All together now

ALL TOGETHER NOW — A group of sketchers come together to survey each other’s work.

 

Ready, Set, Sketch! group meets monthly at various locations across the county

Once a month, a group of people travel from around the county and beyond to sit and admire their surroundings. Ready, Set, Sketch! is in its seventh year and has amassed over 100 members.

Most recently, the group set up in downtown Geyserville. Before that, they were in Duncans Mills.

“We meet all over the place,” said Cloverdale resident Richard Sheppard, the founder of Ready, Set, Sketch! “It’s primarily Sonoma County, but we’ve gone up to Hopland once and sometimes we go south of Sonoma County. I try and get interesting locations, some are just like downtown Geyserville, but we go to farms and sometimes people’s estates that are interesting.”

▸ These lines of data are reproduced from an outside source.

PR #799, opened 2021-01-19
Bowsher prior

KrisThielemans:
This PR currently contains my 2017 quick attempt to create a Bowsher prior. This is largely a copy-paste of the `QuadraticPrior`, which is very bad practice...

This PR currently only exists to help someone who wants to implement the Bowsher. It probably doesn't even compile anymore!

@tsai-yujung tried it at the time and as far as I recall found problems with it.

### DIFF
--- a/src/recon_buildblock/QuadraticBowsherPrior.cxx
+++ b/src/recon_buildblock/QuadraticBowsherPrior.cxx
@@ -1,0 +1,764 @@
+/*
+    Copyright (C) 2000- 2011, Hammersmith Imanet Ltd
+	Copyright (C) 2017, University College London
+    This file is part of STIR.
+
+    This file is free software; you can redistribute it and/or modify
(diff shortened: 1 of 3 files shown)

Sheppard is an artist by trade and has been sketching Sonoma County for 10 years. He teaches art classes, has two published books of sketches and at one time had a column where he told stories of county locations through his sketches. It was while writing the column that he decided to create the sketch group.

“I was sketching and writing stories,” he said. “I just thought it would be nice to have some of the people who were reading my stories about being out and sketching come and join me and participate.”

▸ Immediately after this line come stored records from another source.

Issue #802, opened 2021-01-20
compute..Hessian.par file error


KrisThielemans:
currently has
```
    prior type := Quadratic Prior
    Quadratic Prior Parameters:=
      penalisation factor := 0.0
      only 2D:= 0
    END Quadratic Prior Parameters:=
```
but our keyword is still `Quadratic`

robbietuk:
https://github.com/UCL/STIR/blob/84a000431372059707ca65cabadb8fc9eba1759a/examples/samples/compute_sqrt_Hessian_row_sum.par#L46-L50
Oops, missed it. PR coming.

PR #803, opened 2021-01-20
compute..Hessian.par file error fix

robbietuk:
Addresses #802

### DIFF
--- a/examples/samples/compute_sqrt_Hessian_row_sum.par
+++ b/examples/samples/compute_sqrt_Hessian_row_sum.par
@@ -43,7 +43,7 @@ SqrtHessianRowSum Parameters :=
     ; Default value is 0
     compute with penalty := 0
 
-    prior type := Quadratic Prior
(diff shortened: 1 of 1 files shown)


KrisThielemans:
rest of the parameters ok?

robbietuk:
I can't see any further problems 😄

robbietuk:
Hold on, I need to check one or two more things.

robbietuk:
Okay, all okay. I retested the script and the output images with a restricted FOV have a large value ring around the edge of the FOV. I wanted to quickly investigate this but it should be okay. Turning the restricted FOV off removes this ring. This is therefore a consequence of projector sensitivity?
image

KrisThielemans:
sure. it's `P' (1/y) P 1`, so near the edge of the FOV, `y` gets small, so the row-sum gets large (only well-defined with background term of course). And the final backprojection will only update voxels that are with the circular FOV.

What resulted is a community of artists who travel around the county and sketch together — some are locals, some come from the East Bay or San Francisco, some come every month while others pop in and out.

Overall, Sheppard estimates that between the group’s Facebook page and mailing list, there are hundreds of people who get his meeting notices. However, only 12 to 24 show up per session.

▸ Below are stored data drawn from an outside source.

Issue #809, opened 2021-01-31
BinNormalisation::set_up fails on ExamInfo equality again for ECAT8 norm


KrisThielemans:
as before, and `ExamInfo` printed are the same. This was when running the SIRF recon on NEMA data

danieldeidda:
Does this happens only with this particular dataset?

KrisThielemans:
It's the only one I tried. sorry.

KrisThielemans:
This has now been resolved

PR #812, opened 2021-02-02
calibration factor is read from the interfile header. BinNormalisatio…

danieldeidda:
…n derived classes will need to check whether this has been read and if not read somewhere else

### DIFF
--- a/src/IO/InterfileHeader.cxx
+++ b/src/IO/InterfileHeader.cxx
@@ -175,6 +175,8 @@ InterfileHeader::InterfileHeader()
   add_key("originating system", &exam_info_sptr->originating_system);
   ignore_key("GENERAL DATA");
   ignore_key("GENERAL IMAGE DATA");
+  
+  add_key("calibration factor", &calibration_factor); 
   add_key("isotope name", &isotope_name); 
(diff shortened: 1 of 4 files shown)


danieldeidda:
travis error seems to say that calibartion factor is different in that check. Maybe connected to #809

KrisThielemans:
I guess best to use "approx equal" checks for all floats in `ExamInfo::operator==`

danieldeidda:
> 
> 
> I guess best to use "approx equal" checks for all floats in `ExamInfo::operator==`

But one is -1 and the other is something to the power of -38. Which I think means that calib_factor needs o be initialised somewhere

danieldeidda:
This needs to set defaults for calibration factor

KrisThielemans:
change https://github.com/UCL/STIR/blob/e3322df118ec0fd04a988839e3cef15b063f60e8/src/include/stir/ExamInfo.h#L133 to
use `(both calib factors <=0) || (abs(ratio -1) <= 1E-4)` or something like this.

I would move the implementation of `ExamInfo::operator==` to the .cxx

KrisThielemans (approved):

Sheppard isn’t concerned with the numbers, though. He wants to focus on the community, and the joy that he gets from sketching.

“I want to be out there and anyone else who wants to be out there is welcome to come,” he said. “It’s a great way to spend a Saturday.”

The group meets on the second Saturday of every month at a location of Sheppard’s choosing. He tends to look for places that lend themselves to multiple focal points, he said. He wants those in attendance to have subjects to choose from — places where people can draw other people, buildings, scenery, you name it.

A few days before the second Saturday of the month he posts the details. Planning too far out, especially in winter when there’s a high chance that a location may be rained out, has been detrimental to meetings.

While creating art can be a solitary activity, Ready, Set, Sketch! finds a way to orient sketching in a way that taps into community.

then we disburse around whatever area I choose we’re going to go,” Sheppard said. “We sketch for three hours and then we come back and we spread out all of our sketches and look at them. We talk about whatever we came across that may be interesting.”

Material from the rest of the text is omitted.